DATA RECORDS
·····
PR #12010, opened 2026-07-13
[#12009] improvement(core): Support custom case sensitivity normalization in Capability

### LINKED ISSUE #12009: [Improvement] Support custom case sensitivity normalization in Capability

`CapabilityHelpers` currently normalizes names using a hardcoded rule: if `caseSensitiveOnName(scope)` is unsupported, it lowercases the name. This doesn't work for catalogs with different native case sensitivity behavior — e.g. a catalog that normalizes to uppercase by default, or one that supports both a case-sensitive quoted form and a case-insensitive unquoted form (such as Oracle).

### How should we improve?

Add a `default String normalizeName(Scope scope, String name)` method to `Capability`, defaulting to the existing lowercase-normalization behavior for backward compatibility. `CapabilityHelpers` should call `normalizeName` instead of re-implementing the normalization logic inline, so catalogs can override it with custom case sensitivity rules.

diqiu50:
### What type of PR is it?
Improvement

### What does this PR do?
Adds a `default String normalizeName(Scope scope, String name)` method to `Capability`, and updates `CapabilityHelpers` to call it instead of hardcoding a lowercase fold. This lets catalogs override normalization for case sensitivity behavior that isn't a simple lowercase fold (e.g. uppercase-by-default catalogs, or ones supporting both quoted case-sensitive and unquoted case-insensitive forms).

### Related issues
Fix: #12009

No

`./gradlew :core:test --tests "org.apache.gravitino.connector.capability.TestCapability"`


core/src/main/java/org/apache/gravitino/connector/capability/Capability.java
```diff
@@ -73,6 +74,22 @@ default CapabilityResult caseSensitiveOnName(Scope scope) {
...
+   * a catalog needs custom folding logic (for example, a catalog whose native folding direction is
+   * uppercase, or one that supports a case-sensitive quoted form alongside a case-insensitive
+   * unquoted form).
+   *
+   * @param scope The scope of the capability.
+   * @param name The name to normalize.
+   * @return The normalized, canonical name.
+   */
+  default String normalizeName(Scope scope, String name) {
+    return caseSensitiveOnName(scope).supported() ? name : name.toLowerCase(Locale.ROOT);
```
mchades, line 93: I recommend following the existing code pattern and utilizing `DEFAULT.normalizeName(scope, name)`.

diqiu50: fixed

catalogs/catalog-glue/src/main/java/org/apache/gravitino/catalog/glue/GlueCatalogCapability.java
```diff
@@ -76,4 +76,12 @@ public CapabilityResult caseSensitiveOnName(Scope scope) {
...
     }
   }
+
+  @Override
+  public String normalizeName(Scope scope, String name) {
+    if (name == null) {
+      return null;
+    }
+    return caseSensitiveOnName(scope).supported() ? name : name.toLowerCase(Locale.ROOT);
+  }
```
mchades: why not use the default behavior? It's the same

diqiu50: Tried this, but it breaks correctness: the default normalizeName logic relies on caseSensitiveOnName(scope) resolving polymorphically on this. Delegating to DEFAULT binds that call to DefaultCapability instead, so HiveCatalogCapability/GlueCatalogCapability (which override caseSensitiveOnName but not normalizeName) would silently lose their case-folding while still compiling fine. Kept the interface default self-contained (dispatch on this + null short-circuit) so any current/future implementation stays correct without needing a duplicate override.

mchades (approved):

PR #12013, opened 2026-07-14
[#11946] improvement(api): Add properties field to TableChange.AddIndex for custom index parameters

### LINKED ISSUE #11946: [Improvement] Add properties field to TableChange.AddIndex for custom index parameters

`TableChange.AddIndex` (`api/src/main/java/org/apache/gravitino/rel/TableChange.java`) only carries three fields:

- `Index.IndexType type`
- `String name`
- `String[][] fieldNames`

There is no `properties` field. This means the `ALTER TABLE ADD INDEX` path cannot pass any index-specific parameters to catalog implementations.

The `Index` interface already supports `properties()` (`Index.java`), and `Indexes.of(type, name, fieldNames, properties)` works correctly in the CREATE TABLE path. But when a catalog processes `TableChange.AddIndex` in `alterTable()`, properties are unavailable — it must fall back to hardcoded defaults.

**Concrete example:** PR #11806 added customizable GRANULARITY for ClickHouse data-skipping indexes via `Index.properties()`. CREATE TABLE respects user-specified GRANULARITY, but ALTER TABLE ADD INDEX always generates `GRANULARITY 1` because `AddIndex` has no way to carry the value.

This gap was identified during review of #11806 (https://github.com/apache/gravitino/pull/11806#discussion_r3544289778).

### How should we improve?

Add a `Map<String, String> properties` field to `TableChange.AddIndex`:

1. **AddIndex class** (`TableChange.java`):
   - Add `private final Map<String, String> properties` field
   - Add constructor overload accepting properties
   - Update `equals()` / `hashCode()` to include properties

2. **Factory method** (`TableChange.java`):
   - Add overload: `addIndex(IndexType type, String name, String[][] fieldNames, Map<String, String> properties)`
   - Existing `addIndex(IndexType, String, String[][])` delegates with `Collections.emptyMap()`

3. **REST API serialization** (TableChangeDTO or equivalent):
   - Add optional `properties` field; absent/null treated as empty map for backward compatibility

4. **Catalog implementations**:
   - Update ClickHouse `addIndexDefinition()` to read `addIndex.properties()` when generating ALTER TABLE ADD INDEX (falling back to default when absent)
   - Other catalogs remain unaffected (empty map = use catalog default)

### Related

-  #11806
- `Index.properties()`: `api/src/main/java/org/apache/gravitino/rel/indexes/Index.java`
- `Indexes.of()` with properties: `api/src/main/java/org/apache/gravitino/rel/indexes/Indexes.java`

jiangxt2:

Add a `Map<String, String> properties` field to `TableChange.AddIndex`, enabling catalog implementations to accept custom index parameters (e.g., GRANULARITY for ClickHouse data-skipping indexes) through the ALTER TABLE ADD INDEX path.

The change touches four layers:

- **API** (`TableChange.java`): New `addIndex(type, name, fieldNames, properties)` factory method; existing no-properties method delegates with `Collections.emptyMap()`. Defensive copy + null safety in constructor. `equals`/`hashCode` updated.
- **REST DTO** (`TableUpdateRequest.java`): Pass `index.properties()` through deserialization.
- **Core** (`ManagedTableOperations.java`): Pass `addIndex.getProperties()` when building the new `Index` object.
- **ClickHouse catalog**: Both CREATE TABLE and ALTER TABLE paths resolve GRANULARITY and `set(N)` max values from `index.properties()`, falling back to sensible defaults when absent. Constants defined for property keys (`granularity`, `set_max_values`).

`TableChange.AddIndex` currently carries only `type`, `name`, and `fieldNames` — no `properties`. This means the ALTER TABLE ADD INDEX path cannot pass index-specific parameters to catalog implementations, forcing them to use hardcoded defaults.

Concrete example: the ClickHouse data-skipping index support (see #11806) allows custom GRANULARITY via `Index.properties()`. CREATE TABLE respects user-specified GRANULARITY, but ALTER TABLE ADD INDEX was stuck at `GRANULARITY 1` because `AddIndex` had no way to carry the value. This PR closes that gap for both CREATE TABLE and ALTER TABLE paths.

Fix: #11946

Yes.

- New public API: `TableChange.addIndex(IndexType, String, String[][], Map<String, String>)`. The existing 3-parameter overload is unchanged and fully backward compatible.
- **Behavior change (ClickHouse catalog)**: bloom_filter default GRANULARITY is unified to `1` (previously `3` in CREATE TABLE, `1` in ALTER TABLE). This aligns with the ClickHouse server default.

- **Unit tests**: `TestTableChange` — 6 new tests covering properties, null safety, equals/hashCode. `TestClickHouseTableOperations` — SQL generation for custom properties in both CREATE TABLE and ALTER TABLE paths, plus negative tests for invalid input.
- **Docker integration test**: `CatalogClickHouseIT.testAlterTableAddIndexWithCustomGranularity` — end-to-end ALTER TABLE ADD INDEX with GRANULARITY=5, verified via `SHOW CREATE TABLE`.

Run commands:
- `./gradlew :catalogs-contrib:catalog-jdbc-clickhouse:test -PskipITs` (unit tests)
- `./gradlew :catalogs-contrib:catalog-jdbc-clickhouse:test --tests "CatalogClickHouseIT" -PskipDockerTests=false` (Docker integration test)

### DIFF
--- a/catalogs-contrib/catalog-jdbc-clickhouse/src/main/java/org/apache/gravitino/catalog/clickhouse/operations/ClickHouseTableOperations.java
+++ b/catalogs-contrib/catalog-jdbc-clickhouse/src/main/java/org/apache/gravitino/catalog/clickhouse/operations/ClickHouseTableOperations.java
@@ -21,6 +21,8 @@ package org.apache.gravitino.catalog.clickhouse.operations;
 import static org.apache.gravitino.catalog.clickhouse.ClickHouseConstants.IndexConstants.DATA_SKIPPING_BLOOM_FILTER;
 import static org.apache.gravitino.catalog.clickhouse.ClickHouseConstants.IndexConstants.DATA_SKIPPING_MINMAX_VALUE;
 import static org.apache.gravitino.catalog.clickhouse.ClickHouseConstants.IndexConstants.DATA_SKIPPING_SET;
+import static org.apache.gravitino.catalog.clickhouse.ClickHouseConstants.IndexConstants.GRANULARITY;
+import static org.apache.gravitino.catalog.clickhouse.ClickHouseConstants.IndexConstants.SET_MAX_VALUES;
 import static org.apache.gravitino.catalog.clickhouse.ClickHouseTablePropertiesMetadata.CLICKHOUSE_ENGINE_KEY;
 import static org.apache.gravitino.catalog.clickhouse.ClickHouseTablePropertiesMetadata.ENGINE_PROPERTY_ENTRY;
 import static org.apache.gravitino.catalog.clickhouse.ClickHouseTablePropertiesMetadata.GRAVITINO_ENGINE_KEY;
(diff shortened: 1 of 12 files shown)


catalogs-contrib/catalog-jdbc-clickhouse/src/main/java/org/apache/gravitino/catalog/clickhouse/operations/ClickHouseTableOperations.java
```diff
@@ -897,6 +919,56 @@ private String addIndexDefinition(JdbcTable table, TableChange.AddIndex addIndex
...
+  }
+
+  /**
+   * Resolves the set(N) max unique values from index properties.
+   *
+   * @param properties the index properties map
+   * @return the resolved max unique values (0 = unlimited); must be non-negative
+   * @throws IllegalArgumentException if the value is present but not a non-negative integer
+   */
+  private int resolveSetMaxValues(Map<String, String> properties) {
```
yuqi1129, line 957: These two methods are mostly the same; you'd better extract a common one.

yuqi1129:
Can you also update the document of clickhouse catalog about the change?

catalogs-contrib/catalog-jdbc-clickhouse/src/main/java/org/apache/gravitino/catalog/clickhouse/operations/ClickHouseTableOperations.java
jiangxt2: Done.

jiangxt2:
Updated.

yuqi1129 (approved):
·····
Word for word, restate the lines above from the line containing "[#11946] improvement(api): Add" through the line containing "There is no", with both included and nothing else.

OUTPUT FOR THIS EXERCISE
[#11946] improvement(api): Add properties field to TableChange.AddIndex for custom index parameters

### LINKED ISSUE #11946: [Improvement] Add properties field to TableChange.AddIndex for custom index parameters

`TableChange.AddIndex` (`api/src/main/java/org/apache/gravitino/rel/TableChange.java`) only carries three fields:

- `Index.IndexType type`
- `String name`
- `String[][] fieldNames`

There is no `properties` field. This means the `ALTER TABLE ADD INDEX` path cannot pass any index-specific parameters to catalog implementations.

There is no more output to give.